11h le lendemain c’est l’heure des acras de morue. En fait c’est toujours l’heure des acras, qui pululent à 3 euros les 10 à tous les coins de rue. Comme au bas de notre appartement, toujours le même clochard émacié et désarticulé. Un ancien prof sous crack murmure t-on. Ici où la cigarette est très mal vue, il y a manifestement d’autres drogues. En partance pour Sainte-Anne nous croisons les coureurs du Tour de Martinique, et l’on se souvient qu’il n’y avait qu’un coureur noir l’an dernier sur le Tour en métropole. Aujourd’hui nous allons voir en bateau la mangrove, une formation végétale dont la particularité est d’avoir les pieds dans l’eau et la tête à l’air. Les deux membres de la police de l’écologie de Sainte-Anne nous expliquent son importance dans l’écosystème (bon en gros : la Vie vient de là, ok ?) mais aussi son importance historique et symbolique. Au temps de l’esclavage, le colonisateur avait développé une mythologie répulsive autour de cet espace jugé barbare et insalubre. Et qui était aussi l’un des rares endroits où les esclaves fugitifs pouvaient se nourrir et survivre. L’enchevêtrement de la mangrove fait aujourd’hui figure de métaphore de l’identité antillaise : une multitude de rhizomes sans racine principale.

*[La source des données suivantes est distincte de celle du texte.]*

PR #105, opened 2025-12-04
Fix Clang version check for FileEntry::getName()

silas-martens:
`FileEntry::getName()` was deprecated in clang 18 and removed in clang 19 (https://github.com/llvm/llvm-project/commit/6c1dbd5359c4336d03b11faeaea8459b421f2c5c).

This fixes compilation with Clang 20 on my local machine.

### DIFF
--- a/tools/cgcollector2/fileInfoDemoPlugin/FileInfoMetadataPlugin.cpp
+++ b/tools/cgcollector2/fileInfoDemoPlugin/FileInfoMetadataPlugin.cpp
@@ -24,7 +24,7 @@ struct FileInfoMetadataPlugin : Plugin {
     auto& astCtx = functionDecl->getASTContext();
     const auto fullSrcLoc = astCtx.getFullLoc(sourceLocation);
 
-#if LLVM_VERSION_MAJOR < 19
+#if LLVM_VERSION_MAJOR < 18
     const auto fileEntry = fullSrcLoc.getFileEntry();
 #else
     const auto fileEntry = fullSrcLoc.getFileEntryRef();
--- a/tools/cgcollector2/fileInfoDemoPlugin/FileInfoMetadataPlugin.cpp
+++ b/tools/cgcollector2/fileInfoDemoPlugin/FileInfoMetadataPlugin.cpp
@@ -24,7 +24,7 @@ struct FileInfoMetadataPlugin : Plugin {
     auto& astCtx = functionDecl->getASTContext();
     const auto fullSrcLoc = astCtx.getFullLoc(sourceLocation);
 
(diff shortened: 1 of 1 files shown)


tools/cgcollector2/fileInfoDemoPlugin/FileInfoMetadataPlugin.cpp
```diff
@@ -24,7 +24,7 @@ struct FileInfoMetadataPlugin : Plugin {
     auto& astCtx = functionDecl->getASTContext();
     const auto fullSrcLoc = astCtx.getFullLoc(sourceLocation);
 
-#if LLVM_VERSION_MAJOR < 21
+#if LLVM_VERSION_MAJOR < 19
```
TimHeldmann:
```suggestion
#if LLVM_VERSION_MAJOR < 18
```

TimHeldmann (commented):
The earliest point at which `fullSrcLoc.getFileEntryRef()` is availbale is LLVM 18.  
I would prefer to use it as soon as possible, instead of an arbitrary cut-off one version further.

jplehr:
Am I missing something? The commit you linked does not remove the API used in MetaCG.

Reading Tim's comment, I like the idea of using the earliest possible version that has the new API.

pearzt:
@jplehr Although you're right that the commit does not effect `getFileEntry`, Silas did link the correct commit. It removes `getName` from `FileEntry`, so one has to go via `FileEntryRef`: ([relevant lines in commit](https://github.com/llvm/llvm-project/commit/6c1dbd5359c4336d03b11faeaea8459b421f2c5c#diff-62ded32b9a0886b8ad01da1e16a1422d694c9314b174ef1803a54357ff0ccec0L331-L332))

pearzt (approved):
I agree with @TimHeldmann that we should start using `getFileEntryRef` with LLVM 18, otherwise this looks good to me.

silas-martens:
> @jplehr Although you're right that the commit does not effect `getFileEntry`, Silas did link the correct commit. It removes `getName` from `FileEntry`, so one has to go via `FileEntryRef`: ([relevant lines in commit](https://github.com/llvm/llvm-project/commit/6c1dbd5359c4336d03b11faeaea8459b421f2c5c#diff-62ded32b9a0886b8ad01da1e16a1422d694c9314b174ef1803a54357ff0ccec0L331-L332))

Yep, that’s the reason. My compilation with LLVM 20 failed because `FileEntry::getName()` was removed in Clang 19 (linked commit), requiring `FileEntryRef` from LLVM 19 onwards.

Les festivaliers eux aussi ont les pieds dans l’eau et la tête en l’air. Pour le rhizome on passera plus tard en revanche. Défilé de culs stringés, de corps noirs, métis et blancs manifestement travaillés pour l’occasion. Un graffeur albinos dessine des tatoo tribaux fluos sur les cuisses des filles qui le demandent. Ça ne drague pas vraiment, mais ça parade sévère, en grappe de filles et de mecs assez séparés - on choisit sur pièce son partenaire (hétéro)sexuel. Comme les crabes violonistes vus par milliers, serrés dans les marais salins, dont le bras démesuré n’a d’autre fonction que d’attirer les femelles. “Ici en Martinique, nous avons le fantasme de la grosse pince” disait plus tôt une employée municipale de Sainte-Anne. Pendant ce temps Dj Djeda envoie le meilleur set du week-end, best of hip hop épileptique au Serato, 1 min grand max par track. Avec Julien des Gourmets et les filles de Waaa, à ce moment-là, on est soin, les rois de la jungle. "Pendant que certaines personnes se prennent la tête pour choisir le président de la république, ici 2000 personnes font la fête !" crie pour la 2e fois en deux jours Mahdi Jaggae, MC du festival.


"C'est qui le président de la république, celui qui vient d'être élu ?" me demande un festivalier. Un autre a dérobé le signe WC et le tient fièrement en l’air. Carrefour culturel, c’est l’heure d’E.Sy Kennenga, chanteur folk local, et ses bluettes que des ados connaissent par cœur. "On dirait Tryo, ça fait bizarre de voir des gens qui chantent des chansons que nous on connaît pas” ose un membre du staff. Le chanteur en est conscient : “pour ceux qui ne connaissent pas le créole, je vous explique...”. 19h39 sur la petite scène, des Martiniquais sur bateaux essayent d'accoster sur la plage, empêchés par la sécurité du festival. En clôture du festival, Tambour Battant bourrine cross-over munis de surfaces MIDI diverses et variées. Puis le final d’Agoria, qui aura ravi les amateurs de tunnels, mixant le buste fier et droit, avec un seau à champagne et une compagne aux petits soins façon Valérie Trierweiler. Il est temps d’atterrir et d’aller voter.


Josselin Bordat / Illustration de une : Olivier Laude.